Collected data
PR #1012, opened 2021-06-18
fuzz: backport fixes to fuzzer errors

apoelstra:
Backport of https://github.com/bitcoin/bitcoin/pull/22279 and https://github.com/bitcoin/bitcoin/pull/22002 and https://github.com/bitcoin/bitcoin/pull/22137

### DIFF
--- a/src/test/fuzz/base_encode_decode.cpp
+++ b/src/test/fuzz/base_encode_decode.cpp
@@ -14,6 +14,11 @@
 #include <string>
 #include <vector>
 
+void initialize()
+{
+    static const ECCVerifyHandle verify_handle;
+}
+
 void test_one_input(const std::vector<uint8_t>& buffer)
 {
     const std::string random_encoded_string(buffer.begin(), buffer.end());
--- a/src/test/util_tests.cpp
+++ b/src/test/util_tests.cpp
@@ -318,6 +318,25 @@ BOOST_FIXTURE_TEST_CASE(util_CheckValue, CheckValueTest)
     CheckValue(M::ALLOW_ANY, "-value=abc", Expect{"abc"}.String("abc").Int(0).Bool(false).List({"abc"}));
 }
 
+struct NoIncludeConfTest {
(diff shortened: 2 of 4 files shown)


apoelstra:
Our CI uses Bitcoin's fuzzer corpus, meaning that when they add test vectors to it that they've fixed, our CI breaks until we fix them too :).

apoelstra:
For some reason I needed to edit Marco's last commit with 
```
diff --git a/src/test/util_tests.cpp b/src/test/util_tests.cpp
index ec996dbe7f6..c7bb028b111 100644
--- a/src/test/util_tests.cpp
+++ b/src/test/util_tests.cpp
@@ -323,7 +323,7 @@ struct NoIncludeConfTest {
     {
         TestArgsManager test;
         test.SetupArgs({{"-includeconf", ArgsManager::ALLOW_ANY}});
-        std::array argv{"ignored", arg};
+        std::array<const char*, 2> argv{"ignored", arg};
         std::string error;
         (void)test.ParseParameters(argv.size(), argv.data(), error);
         return error;
```
to avoid compiler errors "missing template arguments before `argv`". I don't know why this is needed here but not upstream.

gwillen:
Driveby quick review: utACK.

The `std::array` template thing appears to be a C++14 vs C++17 change. Is upstream on 17? Are we on 14 and should switch to 17?

jonasnick (commented):
Not familiar with area of the code, but I can confirm that these are backports

utACK 0896d0a278c2e03cba8e9def912725387538650e

apoelstra:
@gwillen if upstream has switched to 17, it was between 0.21 and 22.0 and we'll follow them as part of the 22.0 rebase.

gwillen:
> @gwillen if upstream has switched to 17, it was between 0.21 and 22.0 and we'll follow them as part of the 22.0 rebase.

Oh, right, and that makes perfect sense because this is a backport. 👍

#### To do
Write down every line of the data exactly as it appears above.

#### Reply
PR #1012, opened 2021-06-18
fuzz: backport fixes to fuzzer errors

apoelstra:
Backport of https://github.com/bitcoin/bitcoin/pull/22279 and https://github.com/bitcoin/bitcoin/pull/22002 and https://github.com/bitcoin/bitcoin/pull/22137

### DIFF
--- a/src/test/fuzz/base_encode_decode.cpp
+++ b/src/test/fuzz/base_encode_decode.cpp
@@ -14,6 +14,11 @@
 #include <string>
 #include <vector>
 
+void initialize()
+{
+    static const ECCVerifyHandle verify_handle;
+}
+
 void test_one_input(const std::vector<uint8_t>& buffer)
 {
     const std::string random_encoded_string(buffer.begin(), buffer.end());
--- a/src/test/util_tests.cpp
+++ b/src/test/util_tests.cpp
@@ -318,6 +318,25 @@ BOOST_FIXTURE_TEST_CASE(util_CheckValue, CheckValueTest)
     CheckValue(M::ALLOW_ANY, "-value=abc", Expect{"abc"}.String("abc").Int(0).Bool(false).List({"abc"}));
 }
 
+struct NoIncludeConfTest {
(diff shortened: 2 of 4 files shown)


apoelstra:
Our CI uses Bitcoin's fuzzer corpus, meaning that when they add test vectors to it that they've fixed, our CI breaks until we fix them too :).

apoelstra:
For some reason I needed to edit Marco's last commit with 
```
diff --git a/src/test/util_tests.cpp b/src/test/util_tests.cpp
index ec996dbe7f6..c7bb028b111 100644
--- a/src/test/util_tests.cpp
+++ b/src/test/util_tests.cpp
@@ -323,7 +323,7 @@ struct NoIncludeConfTest {
     {
         TestArgsManager test;
         test.SetupArgs({{"-includeconf", ArgsManager::ALLOW_ANY}});
-        std::array argv{"ignored", arg};
+        std::array<const char*, 2> argv{"ignored", arg};
         std::string error;
         (void)test.ParseParameters(argv.size(), argv.data(), error);
         return error;
```
to avoid compiler errors "missing template arguments before `argv`". I don't know why this is needed here but not upstream.

gwillen:
Driveby quick review: utACK.

The `std::array` template thing appears to be a C++14 vs C++17 change. Is upstream on 17? Are we on 14 and should switch to 17?

jonasnick (commented):
Not familiar with area of the code, but I can confirm that these are backports

utACK 0896d0a278c2e03cba8e9def912725387538650e

apoelstra:
@gwillen if upstream has switched to 17, it was between 0.21 and 22.0 and we'll follow them as part of the 22.0 rebase.

gwillen:
> @gwillen if upstream has switched to 17, it was between 0.21 and 22.0 and we'll follow them as part of the 22.0 rebase.

Oh, right, and that makes perfect sense because this is a backport. 👍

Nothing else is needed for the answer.